Google Working On Linux Encrypted Hibernation Support
Written by Michael Larabel in Google on 5 May 2022 at 07:18 AM EDT. 10 Comments
GOOGLE --
Google engineers are working on encrypted hibernation support for the Linux kernel as part of offering strong hibernation support for Google Chromebook usage.

Google engineers are working on "enabling hibernation in some new scenarios" but to do so safely. Besides taking preventative measures to ensure malicious user-space can't use hibernation as a stepping stone to kernel escalation, the Google security team is also mandating encrypted hibernation. The communication reads, "The hibernate image must be encrypted with protection derived from both the platform (eg TPM) and user authentication data (eg password)."

The uswsusp user-space software can be used for encryption support for during suspend, but that fails to meet Google's security requirements where the kernel can guarantee the integrity of the hibernation image. Being pursued now by Google is kernel-based encryption, support for using TPM-backed keys to encrypt the hibernate image, sealing the encryption key with a PCR policy, and other work to ensure the encrypted hibernate image can be trusted.
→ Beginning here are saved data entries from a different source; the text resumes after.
Issue #1677, opened 2023-04-10
Add reshape_copy operator


umangyadav:
Currently reshape operator requires standard shape inputs only.  Reshape operator currently aliases input. 

Add reshape operator that copies instead of aliases. 

This would resolve many of the bugs encountered in simplify_algebra, for example this one: https://github.com/ROCmSoftwarePlatform/AMDMIGraphX/pull/1666

TedThemistokleous:
In review. No more work required

PR #2072, opened 2023-08-14
Unique Operator.

lakhinderwalia:
Skeletal code.. not ready yet.


test/ref_ops_test.cpp
```diff
@@ -8765,26 +8765,102 @@ TEST_CASE(transpose_dyn_test)
...
-    auto ret   = mm->add_instruction(migraphx::make_op("unique"), {{"sorted", {0}}}, input);
-    mm->add_return({ret});
-    p.compile(migraphx::make_target("ref"));
-    auto result = p.eval({}).back();
-    std::vector<int64_t> result_vector;
-    result.visit([&](auto output) { result_vector.assign(output.begin(), output.end()); });
-    std::vector<int64_t> gold = {0, 0, 0, 0, 1, 1, 1, 1, 0, 0, 0, 0, 0, 0, 1, 1, 0, 0,
-                                 1, 1, 0, 0, 0, 0, 0, 1, 0, 2, 0, 2, 0, 2, 0, 0, 0, 0};
-    EXPECT(migraphx::verify::verify_range(result_vector, gold));
+    auto create_program = [](int64_t axis, int64_t sorted, size_t test_sz) {
```
umangyadav, line 8770: Rebase with respect to latest develop branch. 
There has been some changes in ref ops test structure.

lakhinderwalia:
Unique Operator: the dynamic data case works, with zeros paddeding: The reference test checks for the expected (zero-padded) results. Static data case: const-folding test cases -- no zero padding is required.

src/include/migraphx/op/scatter.hpp
```diff
@@ -66,7 +66,7 @@ struct scatter : op_name<Derived>
 
     shape normalize_compute_shape(std::vector<shape> inputs) const
     {
-        check_shapes{inputs, *this}.has(3).standard();
+        // check_shapes{inputs, *this}.has(3).standard();
```
lakhinderwalia, line 69: @pfultz2 I have disabled a couple of tests in scatternd5 and scatternd_dyn5, just to get past the shape tests that were effectively tripped by disabling the check here.

lakhinderwalia:
I have a question for the reviewers:  How should one demarcate the zero-filled results of an operator like unique where the dynamic output size/shape isn't known in advance -- its shape is a subset of the input shape. We zero-fill our results, yes, but zero is part of a valid output, so it is a bit unclear how do we demarcate. 

We do have one way out of this here, specifically for the unique operator. One of the resulting output -- it is always non-zero: the count. So, I can use that as an OOB signal. 

@pfultz2, @umangyadav, @TedThemistokleous

CharlieL7:
> I have a question for the reviewers: How should one demarcate the zero-filled results of an operator like unique where the dynamic output size/shape isn't known in advance -- its shape is a subset of the input shape. 

Does the operator require us to demarcate the zero-filled results? If not, it should just have a padded output. Keep in mind that we probably won't be using this operator with zero padding later, but rather dynamic shapes.

lakhinderwalia:
> > I have a question for the reviewers: How should one demarcate the zero-filled results of an operator like unique where the dynamic output size/shape isn't known in advance -- its shape is a subset of the input shape.
> 
> @lakhinderwalia Does the operator require us to demarcate the zero-filled results? If not, it should just have a padded output. Keep in mind that we probably won't be using this operator with zero padding later, but rather dynamic shapes.

Zero-filled results is our current (I think intermediate) approach; But zero-filled (demarcation) isn't blessed by the operator (specification). Thanks.

pfultz2:
> Zero-filled results is our current (I think intermediate) approach; But zero-filled (demarcation) isn't blessed by the operator (specification). Thanks.

Yea you need to return a dynamic shape in `compute_shape`, and then in `compute` you will need to do a reshape on the outputs arguments to trim off the extra zeros.

test/ref/unique.cpp
```diff
@@ -0,0 +1,338 @@
...
+        EXPECT(idx == gold_y_idx);
+
+        std::vector<int64_t> gold_x_rev = {0};
+        EXPECT(x_rev == gold_x_rev);
+
+        std::vector<int64_t> gold_ct = {1};
+        EXPECT(ct == gold_ct);
+    }
+
+    // case 2  sorted. all unique input..
```
umangyadav, line 123: can we create different test cases for all those cases ?

src/include/migraphx/tune_axis.hpp
```diff
@@ -24,21 +24,21 @@
...
 
-inline int tune_axis(const int n_dim, const int axis, const std::string& op_name = "OPERATOR")
+inline int tune_axis(int n_dim, int axis, const std::string& op_name = "OPERATOR")
 {
-    if(axis >= n_dim or std::abs(axis) > n_dim)
-    {
+    if(axis < 0)
+        axis += n_dim;
+
+    if(axis < 0 or axis >= n_dim)
```
umangyadav, line 38: Why this logic was changed ? I think previous way of just checking for `abs(axis)` is cleaner IMO

lakhinderwalia: It is logically confusing to do a comparison of `axis` twice in the same conditional -- once as its absolute version, the other as its original version. What is this code really doing by its intent..? And it is thus simpler to handle the negative axis first, and then do the right boundary checks. Thanks.

test/onnx/gen_onnx.py
```diff
@@ -8994,6 +8994,80 @@ def undefined_test():
...
+    y_ind = helper.make_tensor_value_info('indices', TensorProto.INT64, [4])
+    x_ind = helper.make_tensor_value_info('inverse_indices', TensorProto.INT64,
+                                          [6])
+    count = helper.make_tensor_value_info('counts', TensorProto.INT64, [4])
+
+    node = onnx.helper.make_node(
+        'Unique',
+        inputs=['X'],
+        outputs=['Y', 'indices', 'inverse_indices', 'counts'],
+        axis=0,
```
umangyadav, line 9010: add onnx test with axis not specified

test/ref/unique.cpp
lakhinderwalia: You mean separate them out within this file? Thanks.

umangyadav: yes separate `TEST_CASE` for each case.

src/include/migraphx/op/unique.hpp
```diff
@@ -0,0 +1,340 @@
...
+        size_t dim_x       = sh_x.ndim();
+        size_t max_uniq_ct = sh_x.elements();
+
+        int64_t t_axis = axis;
+        if(t_axis != axis_none)
+        {
+            t_axis = migraphx::tune_axis(dim_x, t_axis, name());
+            if(t_axis != 0)
+                MIGRAPHX_THROW("Unique: Only supports axis = 0 or None");
+            max_uniq_ct /= sh_x.strides()[t_axis];
```
umangyadav, line 233: better to do just pick `max_uniq_ct = sh_x.lens[t_axis];`

src/include/migraphx/op/unique.hpp
```diff
@@ -0,0 +1,340 @@
...
+
+        // min = 1 unique element; max = full dimension along the axis
+        // The three outputted Indices are just 1-D:
+        std::vector<shape::dynamic_dimension> d_out{{1, max_uniq_ct}};
+        shape sh_idx{shape::int64_type, {d_out}};
+
+        // Unique elements themselves aren't necessarily 1-D.. fix its output shape:
+        for(size_t idx = 1; t_axis != axis_none && t_axis + idx < dim_x; idx++)
+            d_out.push_back({lens_x[t_axis + idx], lens_x[t_axis + idx]});
+        shape sh_y = {sh_x.type(), {d_out}};
```
umangyadav, line 244:
```suggestion
        shape sh_y = {sh_x.type(), d_out};
```

src/include/migraphx/op/unique.hpp
```diff
@@ -0,0 +1,340 @@
...
+
+        return {{sh_y, sh_idx, sh_idx, sh_idx}};
```
umangyadav, line 246:
```suggestion
        return {sh_y, sh_idx, sh_idx, sh_idx};
```

src/include/migraphx/op/unique.hpp
```diff
@@ -0,0 +1,340 @@
...
+
+        // go through all the elements and find the unique elements..
+        size_t count_x = input_data.size();
+        for(size_t f_idx = 0, x_idx = 0; f_idx < count_x; f_idx += chunk_sz, x_idx++)
+        {
+            y_info entry          = {.y_idx = uniq_val_map.size(), .x_idx = x_idx};
+            auto [itr, added_new] = uniq_val_map.insert({f_idx, entry});
+            itr->second.ct++;
+            x_rev_indices.push_back(itr->second.y_idx);
+        }
```
pfultz2, line 127: I think it would be much simpler to write this as:

```cpp
for(auto x_idx:range(input_data.size() / chunk_sz))
{
    size_t f_idx = x_idx * chunk_sz;
    y_info entry          = {.y_idx = uniq_val_map.size(), .x_idx = x_idx};
    auto [itr, added_new] = uniq_val_map.insert({f_idx, entry});
    itr->second.ct++;
    x_rev_indices.push_back(itr->second.y_idx);
}
```

src/include/migraphx/op/unique.hpp
```diff
@@ -0,0 +1,340 @@
...
+            d_out.push_back({lens_x[t_axis + idx], lens_x[t_axis + idx]});
+        shape sh_y = {sh_x.type(), {d_out}};
+
+        return {{sh_y, sh_idx, sh_idx, sh_idx}};
+    }
+
+    argument compute(const dyn_output& dyn_out, std::vector<argument> args) const
+    {
+        size_t uniq_ct     = 0;
+        auto sh_x          = args.front().get_shape();
```
umangyadav, line 252: Just my preference, naming it `x_s`. I think we shape vars named like it in a few places.  Ignore this if you don't like it.

src/include/migraphx/op/unique.hpp
```diff
@@ -0,0 +1,340 @@
...
+            // for efficiency, loop is bypassed for single elements. ct = 1
+            for(size_t ct = chunk_sz; ct > 1; idx1++, idx2++, ct--)
+            {
+                if(input_data[idx1] < input_data[idx2])
+                    return true;
+                else if(input_data[idx1] > input_data[idx2])
+                    return false;
+            }
+            return input_data[idx1] < input_data[idx2];
+        };
```
pfultz2, line 178: This can use `std::lexicographical_compare` as well, but instead of repeating this, I think you should make a function so it can be reused:

```cpp
template<class T>
auto make_idx_less_fn(const T& input_data, size_t chunk_sz) const
{
    assert(idx1+chunk_sz < input_data.size());
    assert(idx2+chunk_sz < input_data.size());
    return [&input_data, chunk_sz](auto idx1, auto idx2) {
        return std::lexicographical_compare(input_data.begin()+idx1,
                                            input_data.begin()+idx1+chunk_sz,
                                            input_data.begin()+idx2,
                                            input_data.begin()+idx2+chunk_sz);
    };
}
```

src/include/migraphx/op/unique.hpp
```diff
@@ -0,0 +1,340 @@
...
+        size_t uniq_ct     = 0;
+        auto sh_x          = args.front().get_shape();
+        size_t dim_x       = sh_x.ndim();
+        auto lens_x        = sh_x.lens();
+        shape output_shape = dyn_out.computed_shape;
+        auto vec_ss        = output_shape.sub_shapes();
+        auto x_ct          = sh_x.elements();
+        shape sh_y         = {vec_ss[0].type(), {x_ct}};
+        shape sh_idx       = {vec_ss[1].type(), {x_ct}};
+        shape sh_x_idx     = {vec_ss[1].type(), {x_ct}};
```
umangyadav, line 260: you can reuse same var.

src/include/migraphx/op/unique.hpp
```diff
@@ -0,0 +1,340 @@
...
+            y_count[itr->second]++;
+            x_rev_indices.push_back(itr->second);
+        }
+
+        return std::tuple{y_indices, x_rev_indices, y_count};
+    }
+
+    // Default: none. Range: [-rank, rank-1]
+    static constexpr int64_t axis_none = std::numeric_limits<int64_t>::max();
+    int64_t axis                       = axis_none;
```
pfultz2, line 205: I think it would be better to write it with `optional<int64_t> axis = nullopt` instead of using magic values.

src/include/migraphx/op/unique.hpp
```diff
@@ -0,0 +1,340 @@
...
+
+    // Default: 1= sorted. 0 = unsorted.
+    int64_t sorted = 1;
```
pfultz2, line 208: This should be `bool`.

src/include/migraphx/op/unique.hpp
```diff
@@ -0,0 +1,340 @@
...
+    static auto reflect(Self& self, F f)
+    {
+        return pack(f(self.axis, "axis"), f(self.sorted, "sorted"));
+    }
+
+    std::string name() const { return "unique"; }
+
+    shape compute_shape(std::vector<shape> inputs) const
+    {
+        check_shapes{inputs, *this}.has(1).standard();
```
pfultz2, line 220: Remove `.standard()`, we should never require this for ref operators.

src/include/migraphx/op/unique.hpp
umangyadav: never mind, i see it is used differently later.

src/include/migraphx/op/unique.hpp
lakhinderwalia: BTW, this is an int: part of the onnx specification..

src/include/migraphx/op/unique.hpp
lakhinderwalia: These diverge later. And it is important to state (and keep) the two shapes different.

src/include/migraphx/op/unique.hpp
```diff
@@ -0,0 +1,340 @@
...
+        {
+            t_axis   = tune_axis(dim_x, t_axis, name());
+            chunk_sz = sh_x.strides()[t_axis];
+        }
+
+        visit_all(args.front(), res_y)([&](auto x, auto y_flat) {
+            using o_type = typename decltype(x)::value_type;
+            std::vector<o_type> x_in(x_ct);
+            auto itr = x_in.begin();
+            shape_for_each(sh_x, [&](auto, auto idx) { *itr++ = x[idx]; });
```
umangyadav, line 286: you can use `to_vector` instead

src/include/migraphx/op/unique.hpp
```diff
@@ -0,0 +1,340 @@
...
+        }
+
+        // min = 1 unique element; max = full dimension along the axis
+        // The three outputted Indices are just 1-D:
+        std::vector<shape::dynamic_dimension> d_out{{1, max_uniq_ct}};
+        shape sh_idx{shape::int64_type, {d_out}};
+
+        // Unique elements themselves aren't necessarily 1-D.. fix its output shape:
+        for(size_t idx = 1; t_axis != axis_none && t_axis + idx < dim_x; idx++)
+            d_out.push_back({lens_x[t_axis + idx], lens_x[t_axis + idx]});
```
pfultz2, line 243: Use `transform` for this raw loop:

```cpp
if (t_axis != axis_none) // or t_axis.has_value() if you use optional
{
    transform(range(1, dim_x-t_axis), std::back_inserter(d_out), [&](auto idx) -> shape::dynamic_dimension {
        return {lens_x[t_axis + idx], lens_x[t_axis + idx]};
    });
}
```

A couple of patches still need to be written on top of this series. The generalized functionality to OR in additional PCRs via Kconfig (like PCR 0 or 5) still needs to be added. We'll also need a patch that disallows unencrypted forms of resume from hibernation, to fully close the door to malicious userspace. However, I wanted to get this series out first and get reactions from upstream before continuing to add to it.